For the data below, report how many lines contain the string "bins" and write nothing more.

╭─ Data for review

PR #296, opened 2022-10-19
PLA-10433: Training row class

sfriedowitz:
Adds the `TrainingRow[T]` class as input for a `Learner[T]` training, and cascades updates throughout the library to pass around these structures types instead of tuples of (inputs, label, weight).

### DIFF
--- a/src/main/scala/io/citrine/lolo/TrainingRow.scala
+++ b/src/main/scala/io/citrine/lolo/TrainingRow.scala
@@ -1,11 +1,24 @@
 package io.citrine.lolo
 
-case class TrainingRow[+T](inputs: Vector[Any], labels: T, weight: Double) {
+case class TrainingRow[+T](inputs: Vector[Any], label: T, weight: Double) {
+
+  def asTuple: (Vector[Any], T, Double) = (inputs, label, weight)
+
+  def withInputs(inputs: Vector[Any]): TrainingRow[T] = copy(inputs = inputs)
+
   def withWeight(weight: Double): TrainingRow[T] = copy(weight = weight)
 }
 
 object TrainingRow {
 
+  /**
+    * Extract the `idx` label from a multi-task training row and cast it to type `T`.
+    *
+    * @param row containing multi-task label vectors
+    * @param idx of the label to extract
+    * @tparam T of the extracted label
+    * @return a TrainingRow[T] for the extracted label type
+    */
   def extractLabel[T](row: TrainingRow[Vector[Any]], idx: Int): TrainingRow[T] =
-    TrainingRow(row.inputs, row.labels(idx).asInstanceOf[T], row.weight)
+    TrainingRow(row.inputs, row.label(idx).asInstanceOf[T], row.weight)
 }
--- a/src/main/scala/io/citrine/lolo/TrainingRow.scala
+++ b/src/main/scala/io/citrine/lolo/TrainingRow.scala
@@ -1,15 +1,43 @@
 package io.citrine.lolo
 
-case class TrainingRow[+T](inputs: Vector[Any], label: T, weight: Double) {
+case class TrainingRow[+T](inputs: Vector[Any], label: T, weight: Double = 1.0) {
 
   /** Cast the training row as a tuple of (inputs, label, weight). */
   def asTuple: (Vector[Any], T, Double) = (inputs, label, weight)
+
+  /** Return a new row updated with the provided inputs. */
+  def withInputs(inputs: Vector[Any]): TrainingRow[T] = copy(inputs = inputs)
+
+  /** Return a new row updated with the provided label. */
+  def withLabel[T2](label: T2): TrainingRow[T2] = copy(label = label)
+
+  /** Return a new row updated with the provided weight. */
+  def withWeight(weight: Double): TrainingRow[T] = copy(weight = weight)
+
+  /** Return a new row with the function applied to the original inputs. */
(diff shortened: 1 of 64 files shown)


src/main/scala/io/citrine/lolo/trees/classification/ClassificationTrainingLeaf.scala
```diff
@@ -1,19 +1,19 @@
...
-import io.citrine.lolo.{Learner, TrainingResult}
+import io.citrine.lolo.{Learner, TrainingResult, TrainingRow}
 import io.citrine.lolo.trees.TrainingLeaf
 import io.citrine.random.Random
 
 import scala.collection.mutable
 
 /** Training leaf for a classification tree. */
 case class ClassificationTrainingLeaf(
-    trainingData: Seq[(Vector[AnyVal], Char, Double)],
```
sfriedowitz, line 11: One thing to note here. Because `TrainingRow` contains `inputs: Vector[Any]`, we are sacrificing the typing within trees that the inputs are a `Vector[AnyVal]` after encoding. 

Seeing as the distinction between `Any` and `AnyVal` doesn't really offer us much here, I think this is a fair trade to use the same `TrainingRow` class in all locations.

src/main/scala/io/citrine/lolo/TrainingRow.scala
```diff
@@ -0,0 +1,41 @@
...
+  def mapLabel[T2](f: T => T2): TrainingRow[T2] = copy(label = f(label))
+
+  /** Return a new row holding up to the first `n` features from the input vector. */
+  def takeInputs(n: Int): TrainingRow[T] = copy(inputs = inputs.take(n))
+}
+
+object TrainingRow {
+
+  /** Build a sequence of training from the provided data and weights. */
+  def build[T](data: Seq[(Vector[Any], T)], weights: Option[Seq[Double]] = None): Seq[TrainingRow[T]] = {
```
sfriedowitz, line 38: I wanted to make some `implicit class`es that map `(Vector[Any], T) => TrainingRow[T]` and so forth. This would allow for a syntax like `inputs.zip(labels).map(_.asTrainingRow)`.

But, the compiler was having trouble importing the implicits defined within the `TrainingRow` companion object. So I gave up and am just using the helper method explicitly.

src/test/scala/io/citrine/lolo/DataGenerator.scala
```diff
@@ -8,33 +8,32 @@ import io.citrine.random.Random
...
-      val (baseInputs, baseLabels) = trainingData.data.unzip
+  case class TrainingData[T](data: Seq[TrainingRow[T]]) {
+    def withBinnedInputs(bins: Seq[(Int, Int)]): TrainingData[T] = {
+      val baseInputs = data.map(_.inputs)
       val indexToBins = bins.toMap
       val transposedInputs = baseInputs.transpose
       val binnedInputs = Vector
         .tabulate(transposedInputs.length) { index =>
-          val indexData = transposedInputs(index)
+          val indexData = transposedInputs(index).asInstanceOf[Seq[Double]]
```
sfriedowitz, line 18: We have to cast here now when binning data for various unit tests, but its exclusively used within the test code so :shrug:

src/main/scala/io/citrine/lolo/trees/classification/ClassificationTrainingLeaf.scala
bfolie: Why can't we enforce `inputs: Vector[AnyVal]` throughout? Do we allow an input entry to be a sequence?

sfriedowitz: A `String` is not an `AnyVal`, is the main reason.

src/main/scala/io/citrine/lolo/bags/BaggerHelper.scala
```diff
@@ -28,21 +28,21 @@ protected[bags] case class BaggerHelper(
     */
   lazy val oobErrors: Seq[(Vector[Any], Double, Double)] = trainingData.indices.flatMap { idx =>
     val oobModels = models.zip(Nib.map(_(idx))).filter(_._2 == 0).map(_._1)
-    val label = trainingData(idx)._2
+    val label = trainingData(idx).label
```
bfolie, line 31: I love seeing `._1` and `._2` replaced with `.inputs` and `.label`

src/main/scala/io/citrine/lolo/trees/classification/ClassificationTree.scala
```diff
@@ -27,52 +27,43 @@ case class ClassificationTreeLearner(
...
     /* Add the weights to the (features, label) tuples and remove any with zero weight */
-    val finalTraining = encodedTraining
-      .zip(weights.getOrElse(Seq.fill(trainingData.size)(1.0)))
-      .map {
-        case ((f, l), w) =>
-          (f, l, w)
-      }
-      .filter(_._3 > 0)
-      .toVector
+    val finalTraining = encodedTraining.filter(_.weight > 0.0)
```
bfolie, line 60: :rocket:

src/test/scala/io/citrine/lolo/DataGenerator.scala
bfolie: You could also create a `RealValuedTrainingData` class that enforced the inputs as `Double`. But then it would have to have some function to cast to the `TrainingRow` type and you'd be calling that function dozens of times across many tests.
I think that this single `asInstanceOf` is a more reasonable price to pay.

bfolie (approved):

╰─

**Answer to this problem:**
2